War No More
It unravels. It falls apart. It erupts. It implodes and explodes.
The world floods and burns at once. A disabling and deadly virus is left to tear through the populace unrestrained. Elders and babies are murdered. Authoritarians and oligarchs bask in their power, indulge their whims, while so many die and suffer.
There are calls to fight on many fronts. And many rise up and look for a place to engage in the battle. Fighting is framed as an essential process, the required stance. The solution to our suffering is to win, and to lose is to suffer.
I fought a lot, for a long time. Too many battles on too many fronts to even bother to list. I marched and mobilized, and held the line, and defended and attacked when necessary. But at some point, I stopped fighting. It wasn’t really a choice. The fighting stopped within me.
I can’t fight battles, I couldn’t “resist!” I became incapable of operating on battle lines. Its not that I have any confusion about where I stand, or where my values lie in any social conflict. I know, if I have to join in this competition who I would want to win. I’ve played the game. I still am lured into the fight sometimes but it drains me so quickly and thoroughly that all fighting gestures become futile.
And I get that it is life and death. It is literally my life too. But I tell you as much as I love living, I don’t want to even “fight” for that anymore. I don’t want to win my life. I want to love it. I want to live it until it ends.
Listen, I watched my mother and a chosen sister “lose their long battles with cancer” as the media and obituaries so often say. And I know they didn’t lose at anything. They didn’t “fail” to live. Death isn’t a failure. The dead don’t “lose” at anything, even when their deaths arrived prematurely, unnecessarily, or sadistically. They may be lost to us, but they did not lose.
Life isn’t a game or a war.
War is all we seem to be able make out of Life.
I knew the moment that I was diagnosed with cancer that I was not going to fight it. How could I? They were my very own cells, over activated, over-producing, gone haywire. I needed to treat them, embrace them, tend to them, prune them back, settle them down, call them back into their proper place and function. I thought about the ways that I was complicit in their over-extension, all the ways these berserk cells operated in my body exactly as I had operated in the world.
And I came to know, for myself, in my own life, in my bones (and I mean to tell no one else how to survive or what to choose) that fighting pathologies fuels them. That fighting for survival is damaging.
The fight was gone. This was very distressing to many comrades I had fought alongside for many years in various ways. I left the field. I quit the game. Again, this doesn’t mean I don’t see the problems, that I am untouched by them, or that I accept oppression or endorse cruelties. Maybe it just means I am too old, damaged and battle scarred to fight anymore. But when the fight left, it opened a whole world of responses to realities I had never allowed myself to look at before.

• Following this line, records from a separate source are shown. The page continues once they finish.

PR #616, opened 2025-04-25
NH-23784 NH-104999 Build sdist without setup.py; use build for sdist

tammy-baylis-swi:
Updates sdist builds to no longer need setup.py, which is easier since APM Python is pure Python. We do this because setup.py is legacy and pyproject.toml should be used: https://pip.pypa.io/en/stable/reference/build-system/#build-system-interface. Adds `build` dependency to publish/dev container for building sdist.

TestPyPI was published successfully to https://test.pypi.org/project/solarwinds-apm/4.0.0.10/#files and smoke tests pass: https://github.com/solarwinds/apm-python/actions/runs/14674509169. See ticket comment for additional testing.


jerrytfleung (approved):
LGTM

PR #633, opened 2025-05-10
NH-108983 Adjust "Verify Installation" test dependencies following Pure Python

tammy-baylis-swi:
Adjusts "Verify Installation" test dependencies following Pure Python. Generally the deps of each Linux distro can be reduced to "regular" Python and utils to curl/find/grep etc, without needing "dev" Python and g++.

We do add an Alpine dependency, `linux-headers`, needed since adding psutils dep in https://github.com/solarwinds/apm-python/pull/629. This will be needed after next release of APM Python.

Test run using this branch and APM Python 4.0.0: https://github.com/solarwinds/apm-python/actions/runs/14940259260


jerrytfleung (approved):
LGTM

PR #634, opened 2025-05-12
NH-110601 - Python: Fix function signature

jerrytfleung:
Fixed function signature

https://swicloud.atlassian.net/browse/NH-110601


tammy-baylis-swi (approved):
Thanks for catching!

PR #635, opened 2025-05-13
NH-108983 Update "Verify Installation" CI/CD for more automation

tammy-baylis-swi:
Updates "Verify Installation" CI/CD to be more automated. A `"local"` registry/source is now supported and is the default, which uses contents of the current branch to build sdist and wheel to do the test (not just PyPI/TestPyPI anymore). This allows us to automatically run "Verify Installation" with the other tox tests now on every PR and merge to `main` branch.

This branch was used to successfully run install tests from "local" (branch contents) by manual dispatch: https://github.com/solarwinds/apm-python/actions/runs/14985714435

And they also ran on this PR 😺

### DIFF
--- a/tests/docker/install/_helper_run_install_tests.sh
+++ b/tests/docker/install/_helper_run_install_tests.sh
@@ -30,8 +30,8 @@ echo "Installing test dependencies for Python $python_version on $pretty_name"
     if grep Alpine /etc/os-release; then
         # test deps
         apk add bash
-        # agent deps - APM dep on psutil, so Alpine need linux-headers
-        apk add python3 curl linux-headers
+        # agent deps - APM deps on psutil, so Alpine needs more deps
+        apk add python3 curl linux-headers gcc musl-dev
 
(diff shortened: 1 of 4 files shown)


tests/docker/install/_helper_run_install_tests.sh
```diff
@@ -30,8 +30,8 @@ echo "Installing test dependencies for Python $python_version on $pretty_name"
     if grep Alpine /etc/os-release; then
         # test deps
         apk add bash
-        # agent deps - APM dep on psutil, so Alpine need linux-headers
-        apk add python3 curl linux-headers
+        # agent deps - APM deps on psutil, so Alpine needs more deps
+        apk add python3 curl linux-headers gcc musl-dev
```
tammy-baylis-swi, line 34: We have to add more deps back 🙃 but only for Alpine, in order to install dep `psutil`. See also https://github.com/solarwinds/apm-python/pull/633

PR #636, opened 2025-05-13
NH-108983 Add verify_installation_windows CI/CD

tammy-baylis-swi:
Adds `verify_installation_windows` CI/CD to smoke test the installation of APM Python on `windows-latest` for the 5 supported Python versions. This will be run on every PR and push to main with current branch contents, and can be manually triggered to install from local (branch contents), TestPyPI, or PyPI -- like the update in https://github.com/solarwinds/apm-python/pull/635. This re-writes the existing `.sh` test scripts as `.ps1` for Windows compatibility.

Completed test runs:
* "local" (with correct job names!): https://github.com/solarwinds/apm-python/actions/runs/15008808953
* "testpypi": https://github.com/solarwinds/apm-python/actions/runs/15008683418/job/42173195998
* "pypi": https://github.com/solarwinds/apm-python/actions/runs/15008722309

PR #637, opened 2025-05-14
NH-108983 Add verify_installation_macos CI/CD

tammy-baylis-swi:
Adds `verify_installation_macos` CI/CD to smoke test the installation of APM Python on `macos-latest` for the 5 supported Python versions. This will be run on every PR and push to main with current branch contents, and can be manually triggered to install from local (branch contents), TestPyPI, or PyPI -- like the updates in https://github.com/solarwinds/apm-python/pull/635 and https://github.com/solarwinds/apm-python/pull/636. MacOS is Unix-based so we use the existing Linux test scripts with minor adjustments.

Completed test run: https://github.com/solarwinds/apm-python/actions/runs/15009592518


jerrytfleung (approved):
LGTM. 

Indeed I was thinking is it possible to combine all platform into a single verify_install.yaml where the matrix covers all platforms.

PR #639, opened 2025-05-15
Updated description

jerrytfleung:
Nits

- Updated counter description as there are other factors to not sample the request ( e.g. the dice returned unsampled)


tammy-baylis-swi (approved):
Thanks!

cheempz:
Oh hey just saw this one... can the description be standardized to same exact value as listed in https://swicloud.atlassian.net/browse/NH-106169, to avoid flip-flopping in the UI.

PR #641, opened 2025-05-16
NH-110883 Remove psutil dependency

tammy-baylis-swi:
Remove `psutil` dependency -- not breaking because APM Python has not been released with the psutil dep.

Instead, we instruct users to install psutil separately to opt into system metrics export.


cheempz (approved):

PR #642, opened 2025-05-16
NH-111009 Remove system-metrics instrumentor pre-installation from k8s

tammy-baylis-swi:
Remove the system-metrics instrumentor pre-installation from k8s image publishes. This is a precaution against some performance and money penalties.


cheempz (approved):
👍

PR #666, opened 2025-07-15
NH-110318 Configurator sets Resource with service.instance.id

tammy-baylis-swi:
Configurator sets Resource with `service.instance.id`.

### DIFF
--- a/solarwinds_apm/configurator.py
+++ b/solarwinds_apm/configurator.py
@@ -9,6 +9,7 @@
 import logging
 import math
 import os
+import uuid
 from typing import Optional, Union
 
 from opentelemetry import trace
@@ -170,6 +171,7 @@ class SolarWindsConfigurator(_OTelSDKConfigurator):
                 "sw.apm.version": __version__,
                 "sw.data.module": "apm",
                 "service.name": self.apm_config.service_name,
+                "service.instance.id": str(uuid.uuid4()),
             }
         )
         self._custom_init_tracing(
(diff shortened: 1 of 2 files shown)


cheempz (approved):
LGTM, thanks @tammy-baylis-swi! I'm assuming if a detector like Azure AppService sets the service instance id, it would overwrite this UUID based default.

tammy-baylis-swi:
> LGTM, thanks @tammy-baylis-swi! I'm assuming if a detector like Azure AppService sets the service instance id, it would overwrite this UUID based default.

@cheempz the opposite will happen. 🙃 The SDK's Resource [merge](https://github.com/open-telemetry/opentelemetry-python/blob/14401e1dd82852fdea76ecf4d720fbd74834b705/opentelemetry-sdk/src/opentelemetry/sdk/resources/__init__.py#L258-L276) is [called](https://github.com/open-telemetry/opentelemetry-python/blob/14401e1dd82852fdea76ecf4d720fbd74834b705/opentelemetry-sdk/src/opentelemetry/sdk/resources/__init__.py#L229-L231) using aggregated resources from the detectors as the "old" resource and the attributes we pass to `Resource.create` as the "new" ones. So the APM-side UUID would always used. I'll make some changes.

tammy-baylis-swi:
Updated! @cheempz please have a new look.

cheempz (approved):
Nice! thanks for the revisit and tests @tammy-baylis-swi!

PR #2190, opened 2020-04-08
Fix double logging + reduced log level for streams

thomheymann:
- This PR fixes an issue where prematurely closed sockets would cause duplicate log lines
- This PR also reduces the log level of prematurely closed sockets from WARN to INFO (clients closing sockets is expected behaviour)

Fixes  fastify/fastify-static#116

#### Checklist

### DIFF
--- a/lib/reply.js
+++ b/lib/reply.js
@@ -385,6 +385,16 @@ function onSendEnd (reply, payload) {
   res.end(payload, null, null)
 }
 
+function logStreamError (logger, err, res) {
+  if (err.code === 'ERR_STREAM_PREMATURE_CLOSE') {
+    if (!logger[kDisableRequestLogging]) {
+      logger.info({ res }, 'stream closed prematurely')
+    }
+  } else {
+    logger.warn({ err }, 'response terminated with an error with headers already sent')
+  }
+}
+
 function sendStream (payload, res, reply) {
   var sourceOpen = true
   var errorLogged = false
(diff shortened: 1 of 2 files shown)


lib/reply.js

The healing that can emerge from surrender, or from the refusal to fight. The need to actively tend to the wounded, the damaged, those that are falling and have fallen. The need for rituals and markers and commemoration and the integration into memory of those who are gone. The importance of endings and decomposition. I stand on the same battle lines I suppose, but facing the other way: I look at the wake we leave behind in our fights, and wonder if there is another strategy for healing other than dominating dominance. What if we can only “win” by truly accepting our losses, what we have lost, what we will lose? What if the only path forward isn’t in fighting against loss but by lifting up all we have lost? By calling on our dead?
Maybe there is more than one way to try to grow more of what we value. Maybe some need to immerse ourselves, focus steadily on the decay and grow new things from it? Maybe in and down, slow, small, dark, quiet and under are pathways that are as legitimate and effective as up and out, strong, big and loud, above and beyond, all or nothing, stand and fight?
I don’t write any of this to deter those engaged in battle. Fighting may well be an absolute necessity. But not all of us can do it. And not forever. It is not the only sacred work that can be done in the face of destruction, damage, oppression, cruelty.
Some will need to look back. Pull in. Bury the dead. Tend to those that have fallen. Mark and memorialize all our losses and our lost and then lift that up in itself as a holy cause.